[Your objective]
The expected output is the first line of the data below and every line after it, up to and including the line containing "This is because", each reproduced exactly.
=== Data supplied ===
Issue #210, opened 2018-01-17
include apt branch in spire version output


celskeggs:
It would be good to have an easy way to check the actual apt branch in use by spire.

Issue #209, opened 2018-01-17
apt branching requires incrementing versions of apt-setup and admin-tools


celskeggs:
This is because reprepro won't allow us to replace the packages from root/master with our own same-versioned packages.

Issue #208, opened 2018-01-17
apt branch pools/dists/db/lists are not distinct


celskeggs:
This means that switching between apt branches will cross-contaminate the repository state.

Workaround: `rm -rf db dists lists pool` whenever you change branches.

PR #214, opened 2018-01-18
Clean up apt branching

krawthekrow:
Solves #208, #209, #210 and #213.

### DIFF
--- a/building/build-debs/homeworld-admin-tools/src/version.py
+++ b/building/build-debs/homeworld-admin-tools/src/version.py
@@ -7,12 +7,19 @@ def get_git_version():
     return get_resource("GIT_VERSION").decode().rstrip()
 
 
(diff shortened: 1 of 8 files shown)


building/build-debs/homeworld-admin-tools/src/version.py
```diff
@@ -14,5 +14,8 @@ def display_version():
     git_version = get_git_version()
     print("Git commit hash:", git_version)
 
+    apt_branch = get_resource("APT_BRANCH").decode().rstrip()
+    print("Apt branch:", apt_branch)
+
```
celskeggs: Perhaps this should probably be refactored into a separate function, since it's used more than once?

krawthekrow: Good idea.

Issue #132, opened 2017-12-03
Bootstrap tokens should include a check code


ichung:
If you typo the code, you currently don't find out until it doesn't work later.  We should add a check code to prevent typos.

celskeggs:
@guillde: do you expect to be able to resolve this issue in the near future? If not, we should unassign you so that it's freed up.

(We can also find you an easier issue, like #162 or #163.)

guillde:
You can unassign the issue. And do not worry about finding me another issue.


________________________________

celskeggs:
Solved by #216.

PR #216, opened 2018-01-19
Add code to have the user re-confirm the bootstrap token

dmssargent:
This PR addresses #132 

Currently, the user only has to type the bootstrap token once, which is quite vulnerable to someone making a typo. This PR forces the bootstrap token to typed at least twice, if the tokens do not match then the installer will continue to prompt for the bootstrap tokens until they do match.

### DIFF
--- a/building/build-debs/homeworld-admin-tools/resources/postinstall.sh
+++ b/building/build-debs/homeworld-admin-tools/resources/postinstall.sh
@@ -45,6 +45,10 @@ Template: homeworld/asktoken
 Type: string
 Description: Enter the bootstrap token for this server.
===
[Solution]
Issue #210, opened 2018-01-17
include apt branch in spire version output


celskeggs:
It would be good to have an easy way to check the actual apt branch in use by spire.

Issue #209, opened 2018-01-17
apt branching requires incrementing versions of apt-setup and admin-tools


celskeggs:
This is because reprepro won't allow us to replace the packages from root/master with our own same-versioned packages.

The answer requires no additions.